Field Notes on Love(2)
The man—an eccentric billionaire who made his fortune through a chain of upscale coffee shops—had gotten his start at the University of Surrey, and was elated at the thought of the publicity that would one day be generated by having the sextuplets there. When he died a few years ago, he left the scholarship in the hands of the university council, and they’ve been equally enthusiastic, making all sorts of plans for their arrival.
It’s only Hugo who isn’t thrilled. He knows he’s a complete monster for being anything less than grateful. It’s just that he hates the thought of accepting something so big simply because of the unlikely circumstances of his birth. Especially when his whole life has been about that.
“Look, I don’t want you to get the wrong idea,” Margaret is saying. “About us. About why we’re—”
“Not an us anymore?”
She flinches. “I know I’ve been hard on you, but I don’t want you to think this is happening just because you’ve been moping all summer. Or because of the distance. It’s more that—well, I suppose it feels like it’s time, doesn’t it?”
Hugo scrubs at his eyes, still trying to absorb all this, and when he looks up again, Margaret’s face has softened. She moves over to sit beside him on the bed, and he automatically leans into her, their shoulders pressed together. They’re both quiet for a moment, and he tries to focus his thoughts, which are zipping around in his head. Somewhere inside him, buried so deep he’s never thought to examine it, is the knowledge that she’s right about them, and his heart sinks because he’s somehow the last to know everything, even his own feelings.
“What about the trip?” he asks, and she looks almost relieved, as though she’s been given permission to move on to the business end of things. Three years, Hugo thinks. Three whole years, and here they are, working out their future like a long-married couple debating the fine points of a divorce. Margaret picks at a loose thread on her jumper, which is gray with little foxes on it. Hugo realizes it’s the same one she wore on their third date, when they’d gone to the cinema and kissed for the first time during a fight scene.
It’s only now occurring to him that maybe that was a sign.
“I think you should still go,” she says, and he looks up in surprise. The whole thing had been her idea. Margaret thought a train trip would be a romantic way to see America, where she’d be spending the next four years. She was the one who found the promotion online and booked the tickets, surprising Hugo for his birthday a few months back. They were meant to go from New York to California, with a few stops in between. And then Hugo would drop her off at Stanford before returning to Surrey, the place where he’d lived his whole life and was apparently never leaving.

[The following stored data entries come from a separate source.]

PR #265, opened 2026-07-17
Add MLX (Apple Silicon) inference example to the docs

Lee-Gihun:
Adds an MLX (Apple Silicon) inference example to `docs/examples/inference.md`: encode with mistral-common, generate at token level with mlx-lm, decode with the same tokenizer. No nav change.

### Context
With transformers v5, `AutoTokenizer` loads Mistral models that ship a `tekken.json` as `MistralCommonBackend`. Wrappers that assume fast-tokenizer attributes currently break on this (ml-explore/mlx-lm#1576), and there is no guidance on the mistral-common side for MLX users. The token-level pattern documented here is the path that works today and keeps prompt construction on the official tokenizer.

Example validated verbatim with mistral-common 1.11.5, mlx-lm 0.31.3, and `mlx-community/Ministral-3-3B-Instruct-2512-4bit`.

### DIFF
--- a/docs/examples/inference.md
+++ b/docs/examples/inference.md
@@ -9,6 +9,7 @@ We have a few examples of how to use the library with our models:
   - [Audio](#audio)
 - [Fill-in-the-middle (FIM) Completion](#fim)
 - [Audio Transcription](#audio-transcription)
+- [MLX (Apple Silicon)](#mlx-apple-silicon)
 
 ## Chat Completion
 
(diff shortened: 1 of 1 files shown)


juliendenize:
Hey this snippet is related to how to load using Transformers which is not the scope of this repo focused on processing. Therefore i'm closing this one.

Lee-Gihun:
Makes sense, thanks for the review. Agreed this is about loading and inference rather than processing.

PR #269, opened 2026-07-20
Fix v15 tool-result rendering when thinking is enabled

Th0rgal:
## Summary

- pass `support_thinking=false` when rendering simple v15 tool results if the generated `render_content` macro declares the thinking parameter
- update the v15 thinking golden templates
- add regression coverage for text-only and image-capable v15 templates

## Problem

When thinking support is enabled, `render_content` declares `support_thinking` as a required macro parameter. The simple tool-result branch did not pass it:

```jinja
{{- render_content(message['content'], 'tool message contents', supported_types_desc='text and image', support_images=true) -}}
```

Strict Jinja rendering therefore accepts the first assistant tool call but fails as soon as the client appends a `role: tool` result:

```text
Not enough arguments provided to macro 'render_content'
```

The official Leanstral 1.5 template currently contains the affected generated call:
https://huggingface.co/mistralai/Leanstral-1.5-119B-A6B/blob/81592da95d94ab0439bfce16df1d55b402e598b6/chat_template.jinja#L221

This change renders tool content with `support_thinking=false`, matching the intended tool-result content types and the explicit handling used by other message-role branches.

## Reproduction

A minimal failing conversation is:

1. user message
2. assistant message with native `tool_calls`
3. client-appended `role: tool` result

The new test renders that sequence for v15 with thinking enabled, both with and without image support. Before this patch, both cases fail at Jinja macro evaluation; after it, they render `[TOOL_RESULTS]ok[/TOOL_RESULTS]`.

An independent llama.cpp deployment using the generated fixed template was also exercised end to end:

- native structured tool calls: 10/10
- textual pseudo-calls: 0/10
- direct tool-result continuations: 3/3 HTTP 200
- routed tool-result continuations: 3/3 HTTP 200
- stock Mistral Vibe completed multi-turn tool execution

Sanitized reproduction and evidence:
https://github.com/Th0rgal/mistral-vibe-leanstral-repro/blob/main/COMPARISON.md

## Validation

- `pytest tests/integrations/chat_templates/unit/test_v15.py -q` — 27 passed
- `pytest tests/integrations/chat_templates/unit -q` — 180 passed
- Ruff check and format check — passed
- mypy on the changed Python files — passed
- llama.cpp `test-chat-template --with-tools` on the generated fixed template — passed

### DIFF
--- a/src/mistral_common/integrations/chat_templates/template_generator.py
+++ b/src/mistral_common/integrations/chat_templates/template_generator.py
@@ -1522,6 +1522,8 @@ def _generate_tool_message_handling(config: TemplateConfig) -> str:
                 if config.audio_support:
                     desc_parts.append("audio")
                 tool_rc_args += f", supported_types_desc='{_join_types_desc(desc_parts)}'"
+            if config.any_thinking_support:
+                tool_rc_args += ", support_thinking=false"
             if config.image_support:
                 tool_rc_args += ", support_images=true"
             if config.audio_support:
--- a/tests/data/chat_templates/v15_image_think.jinja
+++ b/tests/data/chat_templates/v15_image_think.jinja
@@ -218,7 +218,7 @@
     {#- Tool messages (multimodal). #}
     {%- elif message['role'] == 'tool' %}
         {{- '[TOOL_RESULTS]' -}}
-        {{- render_content(message['content'], 'tool message contents', supported_types_desc='text and image', support_images=true) -}}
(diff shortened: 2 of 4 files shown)


juliendenize:
Hey thanks for the PR, i've created another one that should meet your goal but more suited to mistral-common features https://github.com/mistralai/mistral-common/pull/271

juliendenize:
Actually tool should not be allowed to think, i'll close this one and make it explicit in the codebase, again ty for your contribution and let us know if it brings an inconvenience, but allowing this would mean our models would be OOD

PR #271, opened 2026-07-20
Render v15 tool-result thinking correctly and pass all render_content args explicitly

juliendenize:
## Summary

Fixes v15 tool-result rendering when thinking is enabled, and eliminates all implicit `render_content` macro arguments in the generated chat templates.

> **Supersedes #269** (same topic). #269 stops the crash by passing `support_thinking=false` for tool results, but that *rejects* thinking chunks in tool messages — which mistral-common actually supports and encodes. This PR instead renders tool-result thinking (`support_thinking=true`), matching the tokenizer, and additionally makes every `render_content` call pass all declared arguments explicitly. #269 can be closed in favor of this PR.

## Problem

When thinking support is enabled, the generated `render_content` macro declares `support_thinking` (and `supported_types_desc`) as required parameters, but the v15 simple tool-result branch did not pass them:

```jinja
{{- render_content(message['content'], 'tool message contents', supported_types_desc='text and image', support_images=true) -}}
```

Strict Jinja rendering then fails as soon as a `role: tool` message is appended (`parameter 'supported_types_desc' was not provided` / not enough macro arguments).

## Why `support_thinking=true` (not `false`)

mistral-common v15 tool messages support thinking content:
- `ToolMessage._allowed_content_chunks` includes `ThinkChunk`.
- `MistralRequestValidatorV15._validate_tool_content_chunks` accepts all chunk types.
- `InstructTokenizerV13.encode_tool_message` (inherited by V15) encodes list content via `_encode_content_chunks`, so a `ThinkChunk` becomes `[THINK]...[/THINK]`.

Empirically the tokenizer produces `...[TOOL_RESULTS][THINK]tool reasoning here[/THINK]Sunny, 25C[/TOOL_RESULTS]...`. The chat template must render this identically, so it needs `support_thinking=true` with `thinking` in `supported_types_desc`. Passing `false` (as in #269) would make the template reject content the tokenizer accepts.

## Changes

- **Fix the v15 tool-result branch** to pass `support_thinking=true` and include `thinking` in `supported_types_desc`.
- **Centralize call construction** in a new `_render_content_call(...)` helper so every `render_content` call emits *every* argument the macro declares for the config — no reliance on Jinja implicit `undefined`. This also fixed pre-existing implicit-arg cases in `v3_image`, `v3_image_spm`, and `v7_image_spm` (missing `supported_types_desc` / `support_images` / `initial_prev_img`).
- **All arguments are named**, including `content` and `context_name`: calls now read `render_content(content=..., context_name=..., ...)`.
- **Regenerated all affected golden templates** accordingly.
- **Tests:** focused v15 unit tests for tool-result thinking rendering/acceptance, plus a `REQUEST_TOOL_THINKING_TRAIN` conversation fixture wired into `_get_conversations`, so tool-with-reasoning is covered by both the template-vs-template parity (`test_parity.py`) and the mistral-common-vs-chat-template parity (`transformers/test_core_parity.py`).

## Validation

- `pytest tests/integrations/chat_templates -q` — all pass (incl. transformers cross-implementation parity with the new tool-reasoning fixture).
- Golden parity (`test_dynamic_matches_static`) and rendered-output parity (`test_dynamic_template_produces_same_output`) pass for every config — rendered output for pre-existing configs is unchanged (only made explicit).
- `ruff check`, `ruff format --check`, and `mypy` on changed files — pass.

### DIFF
--- a/tests/integrations/chat_templates/unit/test_v15.py
+++ b/tests/integrations/chat_templates/unit/test_v15.py
@@ -4,7 +4,12 @@ import pytest
 
 from mistral_common.integrations.chat_templates.chat_templates import generate_chat_template
 from mistral_common.tokens.tokenizers.base import TokenizerVersion
-from tests.integrations.chat_templates.helpers import TestConfig, _load_golden_template, _make_config, render_template
+from tests.integrations.chat_templates.helpers import (
+    TestConfig,
+    _load_golden_template,
+    _make_config,
+    render_template,
+)
 
 
 class TestV15ModelSettings:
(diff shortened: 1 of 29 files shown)


tests/integrations/chat_templates/unit/test_v15.py
```diff
@@ -471,3 +476,135 @@ def test_pre_v15_image_template_rejects_image_in_tool(self) -> None:
...
+            {"role": "user", "content": "Hello"},
+            {
+                "role": "assistant",
+                "content": "",
+                "tool_calls": [{"id": "abcdefghi", "function": {"name": "f", "arguments": "{}"}}],
+            },
+            {
+                "role": "tool",
+                "content": [
+                    {"type": "thinking", "thinking": "secret reasoning"},
```
joa-stdn, line 503: I don't understand this, thinking is not allowed in tool response, if it's allowed it's a bug IMO

juliendenize: making another pr !

PR #272, opened 2026-07-20
Add auto-detecting chat template generation from tokenizer file

juliendenize:
## Summary

Add `convert_tokenizer_to_chat_template(tokenizer_file, system_prompt, use_special_token_variables)` that auto-detects a tokenizer's capabilities from its file and generates the matching HuggingFace chat template, removing the need to pass 8 explicit flags to `generate_chat_template`.

Auto-detection loads the tokenizer via `MistralTokenizer.from_file` and derives:
- **version** from the tokenizer
- **spm** (SentencePiece vs Tekken backend)
- **image support** (`image_encoder` present)
- **audio support** (`audio_encoder` present)
- **thinking support** (`[THINK]`/`[/THINK]` special tokens, i.e. `BEGIN_THINK` set on v13+)
- **plain thinking** for v11 (`<think>` text tags), guarded off when audio is present

## Changes

- New `convert_tokenizer_to_chat_template` in `src/mistral_common/integrations/chat_templates/chat_templates.py`, delegating to the existing `generate_chat_template`.
- CLI `scripts/generate_chat_template.py` gains an auto-detect mode via `--tokenizer_file`. It is mutually exclusive with the manual capability flags (`--version`, `--spm`, `--image`, `--audio`, `--thinking`, `--plain_thinking`) and errors clearly if combined; `--version` is now required only in manual mode.

## Test Plan

- [x] `uv run pytest tests/integrations/chat_templates/unit/test_convert_tokenizer.py tests/test_generate_chat_template_cli.py` (28 passed)
- [x] `uv run ruff check .` and `uv run mypy` on changed files clean
- [x] Tests cover tekken v3 image, v7 audio, v11 plain-think, v11+audio guard, v13 thinking, spm v7, system-prompt embedding, special-token-variables toggle, unrecognized-file error, and CLI conflict/missing-version paths

### DIFF
--- a/src/mistral_common/integrations/chat_templates/chat_templates.py
+++ b/src/mistral_common/integrations/chat_templates/chat_templates.py
@@ -6,7 +6,7 @@ from mistral_common.integrations.chat_templates.template_generator import (
 from mistral_common.integrations.chat_templates.template_generator import (
     build_chat_template as _build_chat_template,
 )
-from mistral_common.tokens.tokenizers.base import TokenizerVersion
+from mistral_common.tokens.tokenizers.base import SpecialTokens, TokenizerVersion
 from mistral_common.tokens.tokenizers.mistral import MistralTokenizer
 from mistral_common.tokens.tokenizers.sentencepiece import SentencePieceTokenizer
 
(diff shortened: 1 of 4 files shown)


src/mistral_common/integrations/chat_templates/chat_templates.py
```diff
@@ -60,3 +64,59 @@ def generate_chat_template(
...
+    """
+    mistral_tokenizer = MistralTokenizer.from_file(tokenizer_file)
+    instruct_tokenizer = mistral_tokenizer.instruct_tokenizer
+    tokenizer = instruct_tokenizer.tokenizer
+
+    version = mistral_tokenizer.version
+    spm = isinstance(tokenizer, SentencePieceTokenizer)
+    image_support = instruct_tokenizer.image_encoder is not None
+    audio_support = instruct_tokenizer.audio_encoder is not None
+    thinking_support = getattr(instruct_tokenizer, "BEGIN_THINK", None) is not None
```
joa-stdn: I don't really like this tbh, this is one of the difficulties with having just tekken.json available IMO
But even if we choose this, I think the way is more to use `tokenizer.get_special_token(SpecialTokens.begin_think)` and check that this is the same as `end_think`? 
A bit like this https://github.com/mistralai/mistral-common/blob/main/src/mistral_common/guidance/grammar_factory.py#L231 but ideally we don't want to use private variables?

joa-stdn (approved):

src/mistral_common/integrations/chat_templates/chat_templates.py
juliendenize: switched to get_special thanks

PR #273, opened 2026-07-21
Validate special_token_policy strings when decoding

sarathfrancis90:
## What

`Tekkenizer.decode` and `SentencePieceTokenizer.decode` accept `special_token_policy` as either a `SpecialTokenPolicy` or a plain string, but they only guard the *type* and never validate the *value*. An invalid string slips straight through the guard and is then compared against the enum members, matching none of them.

The result is a silent footgun: the same typo behaves differently on each tokenizer and neither raises.

```python
tekken.decode(ids, "kepe")  # meant "keep" -> special tokens silently DROPPED (like IGNORE)
spm.decode(ids, "kepe")     # meant "keep" -> special tokens silently KEPT  (like KEEP)
```

So a caller who mistypes the policy gets wrong output back with no indication anything went wrong, and the behaviour is inconsistent between the two tokenizers.

## Fix

Route the policy through the `SpecialTokenPolicy(...)` constructor after the type guard, so an invalid value raises the same clear `ValueError` already used everywhere else (and covered by `test_tokenizer_base.py`). Valid strings and enum members keep working exactly as before.

## Testing

- Added tests for both tokenizers: a valid policy string decodes identically to the enum, and an invalid string now raises.
- `uv run pytest tests/ --ignore=tests/integrations`, doctests, `ruff check`, `ruff format --check`, `mypy .`, and `pre-commit run --all-files` all pass.

### DIFF
--- a/src/mistral_common/tokens/tokenizers/sentencepiece.py
+++ b/src/mistral_common/tokens/tokenizers/sentencepiece.py
@@ -213,11 +213,13 @@ class SentencePieceTokenizer(Tokenizer):
         Returns:
             The decoded string.
         """
-        if not isinstance(special_token_policy, (str, SpecialTokenPolicy)):
+        try:
+            special_token_policy = SpecialTokenPolicy(special_token_policy)
+        except ValueError as e:
+            valid = ", ".join(repr(p.value) for p in SpecialTokenPolicy)
             raise ValueError(
-                f"Expected `special_token_policy` to be a SpecialTokenPolicy, got {type(special_token_policy)}."
-            )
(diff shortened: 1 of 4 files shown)


juliendenize:
Hey thanks for the contribution ! Nice catch, I updated it a bit because i think we can now just use SpecialTokenPolicy constructor to catch the valid values and avoid multiple checks

juliendenize (approved):

sarathfrancis90:
Makes sense — funneling it through the `SpecialTokenPolicy` constructor keeps the valid values in one place instead of my separate checks. Thanks for tidying it up and for the quick merge.

PR #274, opened 2026-07-22
Emit all render_content macro args explicitly

juliendenize:
## What

Refactors the chat-template generator so every `render_content(...)` macro call passes all its arguments explicitly as keywords, via a single `_render_content_call(...)` helper. Replaces the ad-hoc per-site argument string-building in the system/user/assistant/tool handlers.

## Why

Call sites previously relied on Jinja's implicit `undefined` for omitted macro args, and each site rebuilt the argument string by hand. Centralizing this in one helper makes the emitted arguments explicit, ordered, and consistent, and removes duplication.

## Behavior

Pure refactor — rendered template output is unchanged vs `main`. Only the generated `.jinja` text changes (args become keyword form / explicit), so the golden fixtures under `tests/data/chat_templates/` are regenerated to match.

Note: the tool-message call passes `support_thinking=false` (and does not add `thinking` to its supported types), preserving `main`'s behavior — tool messages continue to reject thinking chunks at the template level (the macro raises).

## Tests

- Unit tests for `_render_content_call` (minimal/full/tool-ban/ordering/spm cases), including exact-string assertions locking argument order and formatting.
- New test asserting a v15 (image+think) template raises `ValueError` when a tool message dict carries a thinking chunk, and does not leak the thinking text into the error.
- Regenerated goldens verified by the existing parity suite (`test_dynamic_matches_static`, plus rendered-output parity tests).
- `pytest tests/integrations/chat_templates`, `ruff check`, `ruff format --check`, `mypy` all pass.

### DIFF
--- a/src/mistral_common/integrations/chat_templates/template_generator.py
+++ b/src/mistral_common/integrations/chat_templates/template_generator.py
@@ -241,6 +241,85 @@ def _join_types_desc(parts: list[str]) -> str:
     return ", ".join(parts[:-1]) + " and " + parts[-1]
 
 
+def _render_content_call(
+    config: TemplateConfig,
+    content_expr: str,
+    context_name: str,
+    *,
+    supported_types_desc: str,
+    support_thinking: bool,
+    support_images: bool,
+    support_audio: bool,
+    initial_prev_img: str = "false",
+) -> str:
+    r"""Build a `render_content(...)` Jinja call string with all args emitted explicitly.
+
+    Every argument that the `render_content` macro declares for `config` is included
+    as a keyword argument in macro-declared order, so no call site relies on Jinja
+    implicit `undefined`. Arguments for features absent from `config` are omitted
+    because the macro does not declare them.
+
+    Args:
+        config: Template configuration controlling which macro parameters exist.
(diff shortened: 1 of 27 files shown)


src/mistral_common/integrations/chat_templates/template_generator.py
```diff
@@ -891,25 +970,24 @@ def _generate_system_message_handling(config: TemplateConfig) -> str:
...
+    elif config.system_supports_audio:
+        sys_types_desc = "text and audio"
+    else:
+        sys_types_desc = "text"
+
+    rc = _render_content_call(
+        config=config,
+        content_expr="message['content']",
+        context_name="system message contents",
+        supported_types_desc=sys_types_desc,
```
joa-stdn, line 984: can't this arg be determined from the others?

joa-stdn (approved):

src/mistral_common/integrations/chat_templates/template_generator.py
juliendenize: it's the same helper for audio which cannot solely be infered by others

PR #282, opened 2026-07-30
Deprecate Tokenized.text in favor of tokenizer.decode

juliendenize:
## What

Deprecates `Tokenized.text` (now a property backed by a private `_text` cache) in favor of `tokenizer.decode(tokens=tokenized.tokens, special_token_policy=SpecialTokenPolicy.KEEP)`, migrates every internal call site off the removed field, and adds regression coverage plus a shared test helper.

## Why

`text` was a plain field on `Tokenized` that got eagerly computed and stored on every encode call, even when callers never touched it. Making it a deprecated property (still eagerly decoded into a private cache at construction, exactly like the old field) lets us warn callers on access during the deprecation window without changing behavior; once the property is fully removed in 1.13.0, the eager decode cost goes away too.

An earlier version of this change kept a live back-reference to the tokenizer instead and decoded lazily, to also avoid the eager-decode cost during the deprecation window. That added real complexity for no real payoff: a custom `__eq__` (to keep equality from comparing tokenizer instances), a `__getstate__` override (to keep the tokenizer out of pickled payloads), and four call sites that had to remember to wire up the backref (three didn't, silently turning `None` into a raised exception on `encode_speech_request`). Caching the decoded string instead removes all of that: strings pickle trivially, equality works out of the box, and every construction site just needs one line, matching what it already did before this deprecation.

## Behavior

- `Tokenized.text` still returns the same decoded string it always did, but now warns once (`DeprecationWarning`) per process, and returns `None` for a `Tokenized` where the decoded text was never cached (matching the original field's default and every call site's prior behavior, including the ones that never set `text` on `main`).
- `Tokenized` equality is plain pydantic default equality (no custom `__eq__`): it now also compares the cached `_text`, which is fine since it's cheap and deterministic for a given `tokens`.

## Tests

- `tests/test_tokenizer_base.py`: coverage for the deprecated `text` property (decodes correctly, returns `None` when not cached, warns exactly once, participates in equality) and that pickling round-trips `_text` correctly (unlike the tokenizer-backref approach, nothing needs to be stripped).
- `tests/utils.py`: new `decode_keep(tokenizer, tokenized)` helper collapsing ~40 repeated `tokenizer.decode(tokens=..., special_token_policy=SpecialTokenPolicy.KEEP)` call sites across the suite.
- Every existing test/doc call site that used `tokenized.text`/`encoded.text` migrated to the new helper (one equality assert also updated since `Tokenized(..., text=...)` is no longer a valid constructor call).
- Full suite (`1425 passed, 17 skipped`), `ruff check`, `ruff format --check`, `mypy`, and doctests all pass.

## Notes

`tests/utils.py` is a plain helper module (not `test_utils.py`, so pytest won't collect it as tests). Heads up: the in-progress `test-refactor-pr2-instruct` branch documents a planned `tests.utils.regenerate_registry` *package* — if that branch lands first, `tests/utils.py` (a file) will need to be reconciled with `tests/utils/` (a directory) at merge time.

### DIFF
--- a/src/mistral_common/tokens/tokenizers/base.py
+++ b/src/mistral_common/tokens/tokenizers/base.py
@@ -212,35 +212,17 @@ class Tokenized(MistralBase):
     prefix_ids: list[int] | None = None
     images: list[np.ndarray] = Field(default_factory=list)
     audios: list[Audio] = Field(default_factory=list)
-    _tokenizer: "InstructTokenizer | None" = PrivateAttr(default=None)
-
-    def __eq__(self, other: object) -> bool:
-        r"""Compares only the public fields, matching pydantic's default equality.
-
-        The private `_tokenizer` back-reference used by the deprecated `text` property is not
-        part of the value and must not affect equality.
-        """
-        if other.__class__ is not self.__class__:
-            return NotImplemented
-        return self.__dict__ == other.__dict__
-
-    def __getstate__(self) -> dict[str, Any]:
-        r"""Strips `_tokenizer` so pickling a `Tokenized` never serializes the tokenizer that produced it."""
-        state = super().__getstate__()
-        private = state.get("__pydantic_private__")
-        if private:
-            state["__pydantic_private__"] = {**private, "_tokenizer": None}
-        return state
+    _text: str | None = PrivateAttr(default=None)
 
     @property
     def text(self) -> str | None:
-        r"""Decodes the token ids into a string using the tokenizer that produced them.
+        r"""The text representation of the tokens, decoded with special tokens kept.
 
         Deprecated: Use `tokenizer.decode(tokens=tokenized.tokens, special_token_policy=SpecialTokenPolicy.KEEP)`
         instead. Will be removed in 1.13.0.
 
         Returns:
-            The decoded string, or `None` if this `Tokenized` was not produced by a tokenizer.
+            The decoded string, or `None` if it was not set by the tokenizer that produced this `Tokenized`.
         """
         warn_once(
             key="Tokenized.text",
@@ -251,9 +233,7 @@ class Tokenized(MistralBase):
             category=DeprecationWarning,
             stacklevel=2,
         )
-        if self._tokenizer is None:
-            return None
-        return self._tokenizer.decode(tokens=self.tokens, special_token_policy=SpecialTokenPolicy.KEEP)
+        return self._text
 
 
 class Tokenizer(ABC):
--- a/src/mistral_common/tokens/tokenizers/base.py
+++ b/src/mistral_common/tokens/tokenizers/base.py
@@ -5,9 +5,10 @@ from pathlib import Path
 from typing import Any, Generic, TypeVar
 
 import numpy as np
-from pydantic import ConfigDict, Field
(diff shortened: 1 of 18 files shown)


src/mistral_common/tokens/tokenizers/base.py
```diff
@@ -198,20 +199,61 @@ class Tokenized(MistralBase):
...
+        >>> tokenized = Tokenized(tokens=[1, 2, 3], prefix_ids=[1], images=[], audios=[])
     """
 
     model_config = ConfigDict(arbitrary_types_allowed=True)
     tokens: list[int]
-    text: str | None = None
     prefix_ids: list[int] | None = None
     images: list[np.ndarray] = Field(default_factory=list)
     audios: list[Audio] = Field(default_factory=list)
+    _tokenizer: "InstructTokenizer | None" = PrivateAttr(default=None)
```
joa-stdn: so this is only for the purpose of the migration? not familiar enough with OSS on tokenized.text to know if this is classical (I find storing this a bit weird), wouldn't it be equivalent to raise warning right now and then remove it later?

juliendenize: I really don't like storing this either but the issue of having text kept is that i would raise deprecated warning regardless on whether the end user specifically asks for .text.<br><br>Usually when you deprecate a feature, you want the end user to adopt the correct workflow and then stop warning about stuff.

juliendenize: based on our discussion i made _text instead of _tokenizer :)

src/mistral_common/tokens/tokenizers/instruct.py
```diff
@@ -225,13 +225,15 @@ def encode_instruct(
...
-        return Tokenized(
+        tokenized = Tokenized(
             tokens=tokens,
-            text=self.decode(tokens, special_token_policy=SpecialTokenPolicy.KEEP),
             prefix_ids=prefix_ids,
             images=images,
             audios=audios,
         )
+        # TODO: remove once 1.13.0 lands.
+        tokenized._text = self.decode(tokens=tokens, special_token_policy=SpecialTokenPolicy.KEEP)
```
joa-stdn, line 235: Yeah sounds good, we can also say
```
Tokenized(
...,   
_text=self.decode(tokens=tokens, special_token_policy=SpecialTokenPolicy.KEEP)
)
```
but both are fine I guess?

joa-stdn (approved):

src/mistral_common/tokens/tokenizers/instruct.py
```diff
@@ -1092,10 +1102,12 @@ def _encode_streaming_transcription(self, request: TranscriptionRequest) -> Toke
 
         return Tokenized(
             tokens=tokens,
-            text=self.decode(tokens, special_token_policy=SpecialTokenPolicy.KEEP),
             audios=audios,
+            # TODO: remove once 1.13.0 lands.
+            _text=self.decode(tokens=tokens, special_token_policy=SpecialTokenPolicy.KEEP),
         )
 
+
```
juliendenize:
```suggestion
```

Issue #1160, opened 2015-10-17
Win64: link fails with lots of object files


rainers:
Building druntime with a Visual D project puts all modules on the commandline (through a response file), but linking the unittest executable or creating the library fails with
```
The command line is too long.
Error: C:/s/d/ldc/build-ldc2-x64/bin/Debug/x86.bat failed with status: 1
```

This happens because the list of arguments is longer than the limit for batch files (8192 characters). LDC should switch to a response file in this case, too.

kinke:
Thanks for the report. I've noted that you seem to be cross-compiling to 32-bit code; please note that this is not officially supported yet. There are probably some MSVC-specific branches which are guarded by Win64 checks instead of checking for MSVC; probably not just in LDC, but in druntime and Phobos too...

rainers:
> I've noted that you seem to be cross-compiling to 32-bit code; please note that this is not officially supported yet.

I'm actually trying to get LDC working for Win32, too. I succeeded to some extent with LLVM 3.7, until I noticed that clang also failed to access caught objects correctly. That's why I switched to LLVM 3.8 and now have C++ compatible exception handling, but it still fails in complex situations.

klickverbot:
Marking as closed as per your comment in @kinke's PR.

kinke:
> I'm actually trying to get LDC working for Win32, too.

Oh, cool - all the best! :+1: 

> I succeeded to some extent with LLVM 3.7, until I noticed that clang also failed to access caught objects correctly. That's why I switched to LLVM 3.8 and now have C++ compatible exception handling, but it still fails in complex situations.

Are you already using [LLVM's new EH instructions](http://llvm.org/docs/ExceptionHandling.html#new-exception-handling-instructions)?

rainers:
> Are you already using LLVM's new EH instructions?

Yes. I started with the beginCatch/endCatch intrinsics of LLVM 3.7, but had to switch to the new instructions for 3.8.

kinke:
Interesting. I suggest you open a work-in-progress PR soon, so that others see that there's movement on that front - Manu was here ~2 weeks ago and wanted to hack on LLVM too, so he may be working on the same stuff. And Kai is interested in getting a working MSVC Win32 build too once he's finished his book...

rainers:
> I suggest you open a work-in-progress PR soon, so that others see that there's movement on that front (and may chime in)

[...]

PR #1163, opened 2015-10-17
issue #1160: windows: pack linker/lib arguments into a response file if too long

rainers:
Not sure if this copy and paste is ok, but the needed calls are not accessible in llvm/lib/Support/Program.cpp.

https://github.com/ldc-developers/ldc/issues/1160

### DIFF
--- a/driver/linker.cpp
+++ b/driver/linker.cpp
@@ -22,9 +22,7 @@
 #include "llvm/Support/FileSystem.h"
 #include "llvm/Support/Program.h"
 #include "llvm/Support/Path.h"
-#if _WIN32
 #include "llvm/Support/SystemUtils.h"
-#endif
 
 //////////////////////////////////////////////////////////////////////////////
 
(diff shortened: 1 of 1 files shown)


kinke:
Thanks Rainer, I'll incorporate the response file in an upcoming PR.

kinke:
Incorporated by https://github.com/ldc-developers/ldc/pull/1165, commit https://github.com/kinke/ldc/commit/4514d7e342b10ccf36dfff08bc13f6c28f1e12b9. I've only changed from `createUniqueFile()` to `createTemporaryFile()`, as there's the possibility that the current working directory isn't writable. Visual Studio uses the user's temp folder as well iirc.

rainers:
> I've only moved from createUniqueFile() to createTemporaryFile()

Yeah, that's better. I'm not too familiar with llvm code, so just grepped for similar code and only found createUniqueFile.

PR #1164, opened 2015-10-17
fix build against llvm master (llvm 3.8)

rainers:
My attempts to build LDC against current LLVM master.

Not sure if there is a replacement for initializeIPA.


redstar:
Thanks for the help!

rainers:
Thanks. I updated again today and noticed another change: https://github.com/ldc-developers/ldc/pull/1170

“Why me?” he asks, staring at her. “Why not you?”
“Well, you’re the one staying behind. So I figured it might be nice for you to…” She pauses when she notices his expression, and her pale skin flushes a deep pink. “Sorry. I’m mucking this up, aren’t I?”
“No,” he says, thinking of the plans they’d been making all summer, the photos of the train, sleek and silver, moving west across America. “It’s just—how could I go without you?”
“You’re a bit hopeless sometimes, it’s true,” she says with a smile, “but I think you could probably manage to get there in one piece.”
She reaches for her bag, which is slumped on the floor near his desk, and hands him a blue folder with the name of a travel company embossed across the front. When he takes it, their fingers brush, and suddenly his head is swimming with doubts. But then she leans forward to kiss him on the cheek before standing up, and something about the gesture—the sheer friendliness of it—reminds him of why this is happening and steadies him again.
“I hope you’ll still come see me,” she says. “When you get to California.”
“Sure,” he answers without really thinking about it, and the trip starts to rearrange itself in his head: instead of sitting beside Margaret, the two of them talking softly as the train rattles through the night, it’s only him now, inching his way across a strange country alone.
Alone, he thinks, closing his eyes.
Hugo can scarcely imagine what that feels like. He shares a bedroom with Alfie and a bathroom with George and Oscar too. At the kitchen table, he’s wedged between Poppy and Isla, and when they watch TV, he’s somehow always the last to dive for a sofa, which means he usually ends up on the floor with a cushion. On rare holidays, they all pile into a cottage in Devon that belongs to a friend of Mum’s, and the farthest he’s ever been from home—the only place he’s really been at all—was Paris for a school trip, which meant all his brothers and sisters were there, too, making the weekend brighter and funnier but also more crowded, the six of them laughing and tripping along the cobblestone streets, a built-in team, a six-piece band, an entire unit of their own.
Alone, he thinks again, and his chest feels light.
He stands up to fold Margaret into a hug, his throat thick. For a long time, they hold each other, neither quite ready to let go. Then, finally, he kisses her check and says, “I love you.” She leans back to look at him and he cracks a grin. “In a way.”
“Too soon,” she says, but she’s laughing too.